WORK ORDER: Copy each line below holding "previous".

LISTED RECORDS:
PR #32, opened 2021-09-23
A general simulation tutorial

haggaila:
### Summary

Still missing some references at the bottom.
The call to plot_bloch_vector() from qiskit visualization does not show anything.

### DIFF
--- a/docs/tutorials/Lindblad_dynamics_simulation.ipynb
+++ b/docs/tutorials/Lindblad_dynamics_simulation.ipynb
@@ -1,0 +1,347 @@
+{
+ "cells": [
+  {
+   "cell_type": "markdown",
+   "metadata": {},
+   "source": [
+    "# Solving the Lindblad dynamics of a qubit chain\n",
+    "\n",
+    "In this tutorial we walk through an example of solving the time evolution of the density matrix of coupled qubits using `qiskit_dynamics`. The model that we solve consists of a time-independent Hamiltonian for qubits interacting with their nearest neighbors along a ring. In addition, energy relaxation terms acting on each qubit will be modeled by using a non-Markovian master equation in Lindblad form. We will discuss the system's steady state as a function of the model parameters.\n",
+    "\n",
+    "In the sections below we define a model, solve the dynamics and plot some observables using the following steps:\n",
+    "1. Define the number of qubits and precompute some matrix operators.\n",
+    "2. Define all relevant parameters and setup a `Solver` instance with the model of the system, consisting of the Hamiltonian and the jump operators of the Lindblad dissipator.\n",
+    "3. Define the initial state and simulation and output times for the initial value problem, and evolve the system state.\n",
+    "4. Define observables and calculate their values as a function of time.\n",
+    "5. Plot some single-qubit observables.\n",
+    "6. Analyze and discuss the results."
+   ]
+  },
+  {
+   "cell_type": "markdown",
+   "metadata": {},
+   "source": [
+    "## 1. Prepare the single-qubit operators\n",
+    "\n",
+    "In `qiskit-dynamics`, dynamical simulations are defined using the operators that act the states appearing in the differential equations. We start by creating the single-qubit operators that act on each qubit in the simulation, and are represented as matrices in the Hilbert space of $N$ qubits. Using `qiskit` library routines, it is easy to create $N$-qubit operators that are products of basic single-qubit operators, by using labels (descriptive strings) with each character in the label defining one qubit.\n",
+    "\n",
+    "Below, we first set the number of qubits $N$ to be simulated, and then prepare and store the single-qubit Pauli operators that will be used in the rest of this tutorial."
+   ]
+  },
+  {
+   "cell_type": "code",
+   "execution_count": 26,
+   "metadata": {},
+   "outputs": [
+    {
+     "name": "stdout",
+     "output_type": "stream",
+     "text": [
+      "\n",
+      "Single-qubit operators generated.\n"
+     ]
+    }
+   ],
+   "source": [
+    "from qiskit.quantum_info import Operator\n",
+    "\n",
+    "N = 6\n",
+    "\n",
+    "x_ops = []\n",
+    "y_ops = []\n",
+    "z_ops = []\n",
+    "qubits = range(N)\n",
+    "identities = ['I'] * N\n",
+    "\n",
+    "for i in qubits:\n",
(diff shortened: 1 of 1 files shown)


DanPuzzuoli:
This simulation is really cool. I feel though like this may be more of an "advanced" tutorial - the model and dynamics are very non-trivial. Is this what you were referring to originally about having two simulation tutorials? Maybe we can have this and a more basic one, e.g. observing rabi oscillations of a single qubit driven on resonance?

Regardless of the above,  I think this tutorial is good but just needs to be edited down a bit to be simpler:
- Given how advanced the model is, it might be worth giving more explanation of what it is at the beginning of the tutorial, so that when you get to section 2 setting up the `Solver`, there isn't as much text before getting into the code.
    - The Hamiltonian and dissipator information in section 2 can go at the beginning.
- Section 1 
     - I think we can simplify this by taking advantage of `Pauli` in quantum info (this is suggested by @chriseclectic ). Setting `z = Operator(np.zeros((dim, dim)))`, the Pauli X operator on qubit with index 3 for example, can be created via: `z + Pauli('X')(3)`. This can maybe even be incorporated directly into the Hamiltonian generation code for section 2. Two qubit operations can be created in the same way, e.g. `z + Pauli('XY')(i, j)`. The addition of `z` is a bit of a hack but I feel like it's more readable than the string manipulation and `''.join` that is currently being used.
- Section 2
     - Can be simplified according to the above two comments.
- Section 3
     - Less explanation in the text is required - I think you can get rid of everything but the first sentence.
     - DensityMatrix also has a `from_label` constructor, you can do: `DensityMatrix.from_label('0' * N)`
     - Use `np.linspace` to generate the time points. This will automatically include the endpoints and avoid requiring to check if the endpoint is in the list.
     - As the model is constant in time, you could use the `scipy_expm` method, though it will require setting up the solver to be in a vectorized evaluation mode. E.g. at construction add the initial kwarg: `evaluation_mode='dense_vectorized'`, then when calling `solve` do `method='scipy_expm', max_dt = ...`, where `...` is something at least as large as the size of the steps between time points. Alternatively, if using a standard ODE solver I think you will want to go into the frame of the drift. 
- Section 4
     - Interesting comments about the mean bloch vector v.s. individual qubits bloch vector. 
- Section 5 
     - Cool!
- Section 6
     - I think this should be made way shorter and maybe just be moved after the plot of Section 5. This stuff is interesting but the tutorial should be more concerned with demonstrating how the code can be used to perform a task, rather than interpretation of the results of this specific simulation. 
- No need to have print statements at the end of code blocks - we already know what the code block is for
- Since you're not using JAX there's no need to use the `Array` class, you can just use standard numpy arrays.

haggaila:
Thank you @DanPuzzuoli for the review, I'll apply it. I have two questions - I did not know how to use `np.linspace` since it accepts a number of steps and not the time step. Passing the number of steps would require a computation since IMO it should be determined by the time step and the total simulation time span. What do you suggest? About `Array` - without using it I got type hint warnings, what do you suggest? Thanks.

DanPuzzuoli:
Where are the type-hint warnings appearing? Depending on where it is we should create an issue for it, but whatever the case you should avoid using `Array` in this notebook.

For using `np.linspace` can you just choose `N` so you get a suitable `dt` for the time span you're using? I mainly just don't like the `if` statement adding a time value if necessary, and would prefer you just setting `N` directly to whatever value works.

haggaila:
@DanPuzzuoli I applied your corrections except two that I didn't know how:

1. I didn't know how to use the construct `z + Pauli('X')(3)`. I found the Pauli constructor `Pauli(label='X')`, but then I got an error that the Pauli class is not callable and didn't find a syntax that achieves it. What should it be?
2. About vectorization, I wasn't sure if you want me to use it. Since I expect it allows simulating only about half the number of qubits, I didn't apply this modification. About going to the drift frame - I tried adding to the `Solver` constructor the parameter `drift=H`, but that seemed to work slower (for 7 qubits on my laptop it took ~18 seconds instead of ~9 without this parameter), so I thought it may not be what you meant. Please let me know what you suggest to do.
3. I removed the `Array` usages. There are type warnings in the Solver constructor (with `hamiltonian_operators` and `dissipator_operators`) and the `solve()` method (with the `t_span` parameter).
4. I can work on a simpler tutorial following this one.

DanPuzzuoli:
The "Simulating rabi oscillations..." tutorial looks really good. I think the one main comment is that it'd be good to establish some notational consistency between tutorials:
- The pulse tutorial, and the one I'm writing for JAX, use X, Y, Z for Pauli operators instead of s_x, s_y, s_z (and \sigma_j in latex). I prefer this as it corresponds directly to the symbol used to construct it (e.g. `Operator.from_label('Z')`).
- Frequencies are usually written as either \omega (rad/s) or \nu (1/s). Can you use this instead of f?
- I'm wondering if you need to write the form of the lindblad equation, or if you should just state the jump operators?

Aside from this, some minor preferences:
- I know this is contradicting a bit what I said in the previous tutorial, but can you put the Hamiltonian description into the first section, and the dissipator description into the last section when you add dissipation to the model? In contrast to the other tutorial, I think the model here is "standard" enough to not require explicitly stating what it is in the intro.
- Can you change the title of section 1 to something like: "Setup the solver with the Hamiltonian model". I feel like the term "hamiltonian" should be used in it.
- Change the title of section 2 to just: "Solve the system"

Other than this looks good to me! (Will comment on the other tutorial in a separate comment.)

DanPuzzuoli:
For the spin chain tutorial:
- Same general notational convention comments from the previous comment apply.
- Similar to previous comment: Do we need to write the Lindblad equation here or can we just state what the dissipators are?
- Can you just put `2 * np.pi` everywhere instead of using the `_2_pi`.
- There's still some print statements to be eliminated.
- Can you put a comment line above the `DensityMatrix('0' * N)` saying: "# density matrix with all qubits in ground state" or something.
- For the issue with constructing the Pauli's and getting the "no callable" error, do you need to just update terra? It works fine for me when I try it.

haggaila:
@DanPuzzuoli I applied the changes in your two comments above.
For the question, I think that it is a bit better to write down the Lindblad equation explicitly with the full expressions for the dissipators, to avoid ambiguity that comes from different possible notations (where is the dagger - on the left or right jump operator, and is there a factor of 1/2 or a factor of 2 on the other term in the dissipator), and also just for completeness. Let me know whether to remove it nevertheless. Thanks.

EXERCISE RESULT:
- I know this is contradicting a bit what I said in the previous tutorial, but can you put the Hamiltonian description into the first section, and the dissipator description into the last section when you add dissipation to the model? In contrast to the other tutorial, I think the model here is "standard" enough to not require explicitly stating what it is in the intro.
- Same general notational convention comments from the previous comment apply.
- Similar to previous comment: Do we need to write the Lindblad equation here or can we just state what the dissipators are?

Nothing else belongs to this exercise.